§ **EXERCISE INSTRUCTIONS**
Lines below starting with the line with "Honestly, I wasn't" and going on through the line with "I've replaced the" must be output exactly; the rest of the records must be left out.

----- INFORMATION

PR #2081, opened 2026-09-02
Feat validation heuristic

### LINKED ISSUE #2080: ValidationAgent: previous_keys conflates stale context with reused-but-still-relevant context
ValidationAgent._gather_prompt_context (lumen/ai/agents/validation.py) computes previous_keys as any of chat/sql/view/listing present in context but missing from the current plan's combined task.out_context. A plan that reuses a prior sql/view as input without a task redeclaring it in out_context gets the same previous_keys label as genuinely stale, unrelated context.

#2074's gating (`and 'sql' not in previous_keys`, same for view/listing/chat) fully skips strict validation whenever a key lands in previous_keys, so a plan that legitimately depends on a reused sql/view now has that value validated only by the generic response check, not the per-key correctness check. That's an opposite-direction regression from the false positives #2074 fixes: a genuinely wrong GROUP BY or chart mark could pass validation as long as the task that produced it isn't re-run this plan.

Worth distinguishing "stale/irrelevant" from "reused/still authoritative" rather than gating purely on out_context membership.

Related to #2074.

DevForge255:
## Description
This PR implements a granular, rule-based heuristic to intelligently tag `previous_keys` (stale context) in the `ValidationAgent`. 

**Motivation:**
Previously, any data (`sql`, `view`, `chat`) not produced in the current plan was blanket-tagged as `previous_keys`. This created a dilemma: if we completely gated out validation for `previous_keys`, the agent would fail to validate old context that was being reused as an input for a new prompt. On the other hand, if we didn't gate it, leftover context triggered false-positive `ValidationFault`s when strictly evaluated against completely new, unrelated queries.

**Changes:**
- Added category-specific heuristic keywords (SQL, View, Chat, General) in `validation.py`.
- The `_gather_prompt_context` now extracts the user's latest query text and tokenizes it.
- If the user uses a continuation keyword (like *"color"*, *"filter"*, *"it"*, *"elaborate"*), the agent dynamically identifies which contexts the user is trying to reuse/modify and keeps them **active** (i.e., does not tag them as `previous_keys`), while safely marking unrelated context as stale.

**Tests Run:**
- Successfully ran `pytest lumen/tests/ai/test_validation_agent.py` and `pytest lumen/tests/ai/test_prompts.py`. All tests passed.

Fixes #2080 

## AI Disclosure

Tool & Model: Antigravity IDE (Gemini)
Usage: Used to brainstorm the architectural approach for the heuristic tagging, write the Python regex parsing logic for the context gatherer, and draft this PR description.

## Checklist

### DIFF
--- a/lumen/ai/agents/validation.py
+++ b/lumen/ai/agents/validation.py
@@ -1,5 +1,3 @@
-import re
-
 from typing import Any, NotRequired
 
 import param
@@ -50,6 +48,33 @@ class ValidationOutputs(ContextModel):
     validation_result: str
 
 
+def get_plan_required_keys(plan):
+    """
+    Check which context keys are required by the tasks in the plan.
+
+    Iterates over each task's ``input_schema`` annotations and checks
+    whether any task declares ``sql``, ``view``, ``chat``, or ``listing``
+    as an input dependency.
+
+    Parameters
+    ----------
+    plan : list[ActorTask]
+        The list of tasks produced by the planner.
+
+    Returns
+    -------
+    dict[str, bool]
+        A dictionary mapping each context key to ``True`` if any task
+        in the plan requires it, ``False`` otherwise.
+    """
+    context_keys = {"sql", "view", "chat", "listing"}
+    all_input_keys = set()
+    for task in plan:
+        annotations = set(task.input_schema.__annotations__.keys())
+        all_input_keys |= annotations
+    return {key: key in all_input_keys for key in context_keys}
+
+
 class ValidationAgent(Agent):
     """
     ValidationAgent focuses solely on validating whether the executed plan
@@ -94,39 +119,15 @@ class ValidationAgent(Agent):
         """
         ctx = await super()._gather_prompt_context(prompt_name, messages, context, **kwargs)
 
-        # Extract the latest user query
-        user_messages = [msg for msg in reversed(messages) if msg.get("role") == "user"]
-        query_text = content_to_text(user_messages[0].get("content", "")).lower() if user_messages else ""
-        query_words = set(re.findall(r'\b\w+\b', query_text))
-
-        # Define category-specific continuation keywords
-        general_keywords = {"it", "this", "that", "these", "those", "also", "and", "now", "previous"}
-        sql_keywords = {"filter", "sort", "limit", "top", "include", "group"}
-        view_keywords = {"color", "label", "chart", "plot", "axis", "instead", "make"}
-        chat_keywords = {"elaborate", "translate", "explain", "why", "point"}
-
-        # Determine which categories are requested to be kept
-        keep_sql = bool(query_words.intersection(sql_keywords | general_keywords))
-        keep_view = bool(query_words.intersection(view_keywords | general_keywords))
-        keep_chat = bool(query_words.intersection(chat_keywords | general_keywords))
-        keep_listing = bool(query_words.intersection(general_keywords))
-
         plan = context.get("plan")
         previous_keys = set()
         if plan is not None:
+            required_keys = get_plan_required_keys(plan)
             produced = {k for task in plan for k in task.out_context}
             for key in ("chat", "sql", "view", "listing"):
                 if key in context and key not in produced:
-                    # Check if we should KEEP this key (i.e., NOT mark as stale)
-                    if key == "sql" and keep_sql:
+                    if required_keys.get(key, False):
                         continue
-                    if key == "view" and keep_view:
-                        continue
-                    if key == "chat" and keep_chat:
-                        continue
-                    if key == "listing" and keep_listing:
-                        continue
-
                     previous_keys.add(key)
         ctx["previous_keys"] = previous_keys
         return ctx
--- a/lumen/ai/agents/validation.py
+++ b/lumen/ai/agents/validation.py
@@ -6,7 +6,7 @@ from panel_material_ui import Button
 from pydantic import Field
 
 from ..config import PROMPTS_DIR
-from ..context import ContextModel, TContext
+from ..context import ContextModel, TContext, input_dependency_keys
 from ..llm import Message
 from ..models import BaseModel
 from ..utils import content_to_text, log_debug
@@ -70,8 +70,7 @@ def get_plan_required_keys(plan):
     context_keys = {"sql", "view", "chat", "listing"}
     all_input_keys = set()
     for task in plan:
-        annotations = set(task.input_schema.__annotations__.keys())
-        all_input_keys |= annotations
+        all_input_keys |= input_dependency_keys(task.input_schema)
     return {key: key in all_input_keys for key in context_keys}
 
 
@@ -122,7 +121,9 @@ class ValidationAgent(Agent):
         plan = context.get("plan")
         previous_keys = set()
         if plan is not None:
-            required_keys = get_plan_required_keys(plan)
+            required_keys = get_plan_required_keys(
+                task for task in plan if task.actor is not self
+            )
             produced = {k for task in plan for k in task.out_context}
             for key in ("chat", "sql", "view", "listing"):
                 if key in context and key not in produced:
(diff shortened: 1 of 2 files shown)


DevForge255:
Hi @ghostiee-11, 

The PR is ready! I noticed that one of the CI checks (`unit:test-312:windows-latest`) failed with a DuckDB `httpfs` extension IO Error in `test_ui.py`. 

Since my changes are only in `validation.py` and all other tests passed, this looks like an unrelated environment/network issue with the Windows runner downloading the extension. Could you please re-run that specific failed job when you have a moment?

lumen/ai/agents/validation.py
```diff
@@ -92,12 +94,39 @@ async def _gather_prompt_context(self, prompt_name, messages, context, **kwargs)
         """
         ctx = await super()._gather_prompt_context(prompt_name, messages, context, **kwargs)
 
+        # Extract the latest user query
+        user_messages = [msg for msg in reversed(messages) if msg.get("role") == "user"]
+        query_text = content_to_text(user_messages[0].get("content", "")).lower() if user_messages else ""
+        query_words = set(re.findall(r'\b\w+\b', query_text))
+
+        # Define category-specific continuation keywords
+        general_keywords = {"it", "this", "that", "these", "those", "also", "and", "now", "previous"}
```
ghostiee-11: Using common words like `and` keeps unrelated stale context active; could this use plan provenance instead of keywords?

lumen/ai/agents/validation.py
```diff
@@ -92,12 +94,39 @@ async def _gather_prompt_context(self, prompt_name, messages, context, **kwargs)
...
+        sql_keywords = {"filter", "sort", "limit", "top", "include", "group"}
+        view_keywords = {"color", "label", "chart", "plot", "axis", "instead", "make"}
+        chat_keywords = {"elaborate", "translate", "explain", "why", "point"}
+
+        # Determine which categories are requested to be kept
+        keep_sql = bool(query_words.intersection(sql_keywords | general_keywords))
```
ghostiee-11: Clear reuse such as "use the same query" still marks `sql` stale, so this does not fully resolve #2080.

lumen/ai/agents/validation.py
```diff
@@ -92,12 +94,39 @@ async def _gather_prompt_context(self, prompt_name, messages, context, **kwargs)
         """
         ctx = await super()._gather_prompt_context(prompt_name, messages, context, **kwargs)
 
+        # Extract the latest user query
```
ghostiee-11: Could you add parameterized regression tests for stale and reused context that fail on `main`?

ghostiee-11 (changes requested):
The heuristic still misclassifies both unrelated stale context and explicit reuse, and needs regression coverage before merge.

DevForge255:
Hi @ghostiee-11, I've addressed both feedback points:

1. **Replaced keyword-based heuristic with plan provenance** — instead of 
   guessing from user query words, we now check `task.input_schema.__annotations__` 
   directly to see which context keys the plan actually requires.

2. **Added parameterized regression tests** — `test_get_plan_required_keys` 
   (5 cases) and `test_previous_keys_provenance` (4 cases) that would fail on 
   main but pass on this branch.

lumen/ai/agents/validation.py
DevForge255: Great point! You're absolutely right — common words like `and` are too noisy 
and would incorrectly keep unrelated stale context active.

Honestly, I wasn't fully aware of the plan's internal structure (`input_schema` 
annotations on each task) before your suggestion — your hint about "plan 
provenance" was really eye-opening and helped me understand the architecture 
much better!

I've replaced the entire keyword-based approach by inspecting 
`task.input_schema.__annotations__` for each task in the plan. A context key 
is only kept active if at least one task declares it as an input dependency. 
Much cleaner and more reliable than guessing from text. Thanks a lot! 🙏

lumen/ai/agents/validation.py
DevForge255: Completely agree. Phrases like "use the same query" were not caught by the 
keyword heuristic, so `sql` was incorrectly marked stale. The new plan 
provenance approach fixes this at the root — instead of parsing user text, 
we check whether the plan's tasks actually need `sql` as an input. 
If `SQLAgent` is in the plan, `sql` stays active. No text parsing needed at all.

lumen/ai/agents/validation.py
DevForge255: Done! Added two sets of parameterized tests in `test_validation_agent.py`:

1. `test_get_plan_required_keys` — 5 cases covering SQLAgent-only, ViewAgent-only, 
   combined plans, ChatAgent, and empty input schema.

2. `test_previous_keys_provenance` — 4 regression cases (stale sql, reused sql, 
   all stale, mixed) that verify the tagging logic end-to-end.

All 9 new tests pass on this branch and would fail on `main` since 
`get_plan_required_keys` doesn't exist there. Thanks for the suggestion! 🙏

DevForge255:
Hi @ghostiee-11, I've addressed all three review comments:
- Replaced keyword heuristics with plan provenance (`input_schema` annotations)
- Added 9 parameterized regression tests that fail on main

Could you please re-review when you get a chance? 🙏

DevForge255:
Thanks @ghostiee-11 for the direct fixes! 🙏

I learned a couple of things from your changes:

1. I wasn't aware of the existing `input_dependency_keys()` helper — using 
   `.__annotations__` directly was fragile in comparison.

2. The self-exclusion (`task.actor is not self`) was a blind spot for me — 
   since `ValidationAgent` is part of the plan itself, its own `ValidationInputs` 
   would have incorrectly marked everything as "required", so nothing would 
   ever be stale.

3. Testing with real `SQLAgent`/`ChatAgent` instances instead of mock TypedDicts 
   is much more robust.

Really appreciate you taking the time to polish this! 🙌

ghostiee-11:
Yup...
Your fix was also good, Just fixed somethings on top of your fix:)
Thanks for taking this up.

ghostiee-11 (approved):

DevForge255:
Also, congratulations on completing GSoC! 🎉

If you're open to it, I'd love to stay in touch and learn from your 
experience with this codebase. Are you planning to continue contributing 
to lumen, or moving on to other projects?

Since you've worked deeply on this codebase, I'd love some guidance if you 
have a moment:
- Are there any areas of the codebase you'd recommend exploring next 
  (e.g. coordinator flow, context propagation, prompt design)?
- Any habits or practices that helped you ramp up quickly as a contributor?
- Is there anything I should be doing differently in how I approach issues 
  or PRs?
No pressure at all — any advice would be really valuable as I'm trying 
to grow as a contributor here! 😊

ghostiee-11:
Thanks 
I will keep on contributing to Lumen :) 
Love to work over this and manage it. Wanna see Lumen grow exponentially and people using it for good ways :)

Will recommend firstly try to read the docs of lumen and then, try running lumen ai serve and try using different-different functionality of this :) 
This is a really cool platform

ghostiee-11:
I will suggest you, try using lumen more and more and then brainstorm any feature for making it accessible/enhance lumen in any way and can impact users :)

ghostiee-11:
Anyways, Thanks for contributing :) 
Happy to see you active here..

DevForge255:
That's really great to hear — lumen is genuinely a cool platform and 
having passionate contributors like you makes a huge difference! 🙌

Thanks for the advice! I've already been running `lumen-ai serve` locally 
and exploring the codebase, but I think I need to use it more as an actual 
user — not just a contributor — to really understand the pain points.

I'll start reading the docs more carefully and try to brainstorm features 
that could make lumen more accessible. Will definitely ping you if I find 
something interesting to work on! 😊

---

Also, I'm aiming to apply for GSoC next year with lumen/holoviz. 
Since you just went through the whole journey, would love your perspective:

- How early did you start contributing before GSoC applications opened?
- What made your proposal stand out — was it the number of PRs, the quality 
  of contributions, or something else?
- Is there any specific area of lumen you'd suggest focusing on that could 
  make for a strong GSoC project idea?
- Any mistakes you'd avoid if you were starting over?

Totally understand if you're busy — even a couple of lines would mean a lot! 🙏

PR #2083, opened 2026-09-04
Fix hvPlotUIView controls clipping on short windows (#2066)

### LINKED ISSUE #2066: hvPlotUIView clips the explorer controls on a short window with no way to scroll
## Description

----------

§ **OUTPUT FOR THIS TASK**
Honestly, I wasn't fully aware of the plan's internal structure (`input_schema` 
annotations on each task) before your suggestion — your hint about "plan 
provenance" was really eye-opening and helped me understand the architecture 
much better!

I've replaced the entire keyword-based approach by inspecting 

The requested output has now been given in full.